As we are getting to know someone, we like to focus on what we love about them. Sometimes, we do this so much that we hide away things about them we might not love. Some examples: the way someone might talk with their mouth full or the way someone else always shows up late.

As Christians, we are called to love differently. We choose not to say “I love this person because…”, but instead opt for “I love this person despite…”. I love my friend despite them always talking with their mouth full. I love my friend despite them always showing up late. We shouldn’t be blinded to faults because then we would be pretending everything is perfect, and there’s never a perfect kind of friendship. Under the layer of sugar coating, there are going to be some things you may not necessarily love about each other. There may even be times when you need to have uncomfortable conversations with your friends, to call them to greater virtue or to reconcile with one another. But the mutual love of friends (philia), will overcome any minor imperfections or uncomfortable conversations.

Along with hiding what we may not love as much, there is open space to insert judgments about the relationship. If we look back to Agape (God’s love), we remember that God wants us to love unconditionally. He doesn’t care about imperfections or weird habits, he wants us to love one another despite these things. We can’t say we love like God if we pick and choose who deserves it.

An important thing to remember when talking about philia is the golden rule: “Love your neighbour as yourself”. In philautia, we see the importance of loving ourselves and we should also channel that energy into loving our friends; these are the people we are giving masks to in airplanes. There is a reason why our initial instinct is to put theirs on first before we put our own masks on. We are made for love. In faith, we recognize the importance of this love; it’s even one of the greatest commandments.

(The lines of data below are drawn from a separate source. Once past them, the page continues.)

PR #1079, opened 2026-08-18
feat(lesson): anatomy-matched skeletons for the challenge screen

thomgabriel:
The dynamic ChallengeInterface fallback was a flat 32rem slab, so the challenge screen flashed in from nothing. ChallengeSkeleton mirrors the mounted two-card anatomy — rail card with jump-chip pills, prose lines, and the three disclosure rows; editor card with toolbar strip, line-numbered gutter, resizer, and the 120px output strip — at the same lg dimensions and mobile stacking order, so nothing jumps on mount. Shimmer already respects prefers-reduced-motion via the global reduce blanket. Part of #942.

Render test asserts the toolbar/editor/output regions and reserved heights; web suite 2929 tests green, typecheck and lint clean.


thomgabriel:
@claude review the delta — both blocking findings applied: lg:mt-auto removed from the disclosure rows (normal flow like the real component) and an order-4 AI-pane placeholder now reserves that region.

PR #1084, opened 2026-08-19
fix(analytics): pre-init queue, loud Sentry init, identity reset — audit follow-ups

thomgabriel:
Follow-ups from today's analytics audit (builds on #1083).

What was being lost: PostHog init is an async dynamic import, but the first pageview and first-render events fire synchronously and hit the `if (!posthog) return` no-op — that's the 53-pageleave/14-pageview gap. Events are now buffered pre-init (cap 50, drop-oldest) and flushed in order, with a single console.warn when PostHog is unconfigured or failed to load. A malformed Sentry DSN also failed silently in prod (debug is stripped); all three inits now check `Sentry.getClient()` and console.error when a DSN was provided but no client came up, and `sentry.ts` gates on `Sentry.isInitialized()` so the dev-console fallback works with a bad DSN. And `resetPostHogUser` had zero callers, so identity bled across sign-outs — sign-out and account-delete now call a `resetUser()` facade (PostHog reset + `Sentry.setUser(null)`).

Also: `$current_url` now carries the full URL (was a bare pathname; GA4's `page_path` unchanged), the GA4 init no longer skips stub+config when a foreign googletagmanager tag exists (script injection still deduped), and the analytics provider's auth subscription survives a StrictMode remount (split from the ref-guarded init effect).

Red-proof: the new `posthog.test.ts` run against main fails 5/7 — including "event captured before init resolves is delivered after init". Against this branch, all 7 pass; full `src/lib/analytics` + `src/components` suites are green (64 files / 457 tests), eslint and `tsc --noEmit` clean.

### DIFF
--- a/apps/web/sentry.edge.config.ts
+++ b/apps/web/sentry.edge.config.ts
@@ -15,4 +15,13 @@ if (dsn) {
     environment: process.env.NODE_ENV,
     tracesSampleRate: process.env.NODE_ENV === "development" ? 1.0 : 0.1,
   });
+
+  // A malformed DSN makes `init` bail without a client — and with `debug`
+  // statements stripped from production bundles, that failure is otherwise
+  // invisible. Shout, so a broken error pipeline is caught at boot.
+  if (!Sentry.getClient()) {
+    console.error(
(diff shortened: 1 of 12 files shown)


thomgabriel:
Gate note: delta since the clean review is the README paragraph it asked for (pre-init buffer + single-warn semantics) — docs only.

PR #1086, opened 2026-08-19
feat(admin): session-based admin auth via admin_users allowlist

thomgabriel:
Replaces the ADMIN_SECRET/HMAC-cookie admin system with the caller's own Supabase session checked against the `admin_users` allowlist (migration `20260819170000_admin_users.sql`, already applied + ledgered on prod with 4 admin rows; RLS on, zero policies, service-role read only).

`requireAdmin()` in `lib/admin/auth.ts` is the single gate: session user must have an `admin_users` row, fail closed on any error (no session, DB error, missing env → not admin). All 14 `/api/admin` routes keep their existing 401 contract and same-origin CSRF check; the destructive recreate route keeps its confirm/preflight machinery and now logs the acting admin's user id (sync does too). `/admin` pages: no session → middleware redirects to the localized landing; session but not on the allowlist → 404, so the panel is never revealed. The password login form, `/api/admin/auth`, the Edge+Node HMAC verifiers and every ADMIN_SECRET reference are deleted — ADMIN_SECRET can be removed from Vercel after this merges.

New: `GET /api/admin/me` (`{ admin: boolean }`, never 500s) drives a cosmetic Admin entry in the user menu for allowlisted users.

Tests: requireAdmin unit suite, /api/admin/me contract, middleware admin redirects, admin routing (404 for non-admins), user-menu entry, plus the existing admin route suites — all green; tsc and eslint clean (only pre-existing warnings).


thomgabriel:
@claude review the current head (1ba06b0e) — delta since your run on b23686c6 is the rebase over main (user-menu import conflict: fetchIsAdmin + resetUser both kept) plus the doc/config purge you can diff.

thomgabriel:
@claude review the current head (2d548bc5) — delta since your 1ba06b0e review is the rebase over today's main (#1102 middleware getClaims landed there: the doc conflict kept the new matcher + session-based admin wording, the admin gate now checks the getClaims-derived userId, and the new admin middleware test drives the getClaims mock). Middleware 23/23 + admin suites 280/280 green locally.

thomgabriel:
Routing record (auth lane): session-based admin auth touches the auth/admin surface, so it went through the independent adversarial pass in addition to CI + claude-review. Adversarial result: PASS — red-proof by targeted mutation (weakening requireAdmin's fail-closed branch made the probe succeed, confirming the test would catch it). Findings dispositioned: service-token alternative for init-program sync filed as #1087; stale ADMIN_SECRET references purged in 5ff1c6ad; layout/page parallel-render caveat documented in-code. Post-rebase head 2d548bc5 re-reviewed clean (getClaims userId repair only). Merging on green CI + clean review of the current head.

Don't get me wrong, “Loving despite…” is a difficult task to do. It is not your fault for seeing others’ faults first. It is studied that our initial reactions to meeting people do not dictate who we are, it is the second reaction that does. For example, if you see someone, you might judge them for how they look initially and then take it back right after. That first judgement is a reaction made by society through us, but our response is a much greater indicator of character. We can see that we actually want to love despite and that we don't want to rely on initial impressions.

No one is perfect and we will never meet someone we are able to love perfectly, but if we begin to love despite, we can begin to see and know our friends as they truly are. Love your friends despite their imperfections and love them as you love yourself.

Do your friends need ice cream today?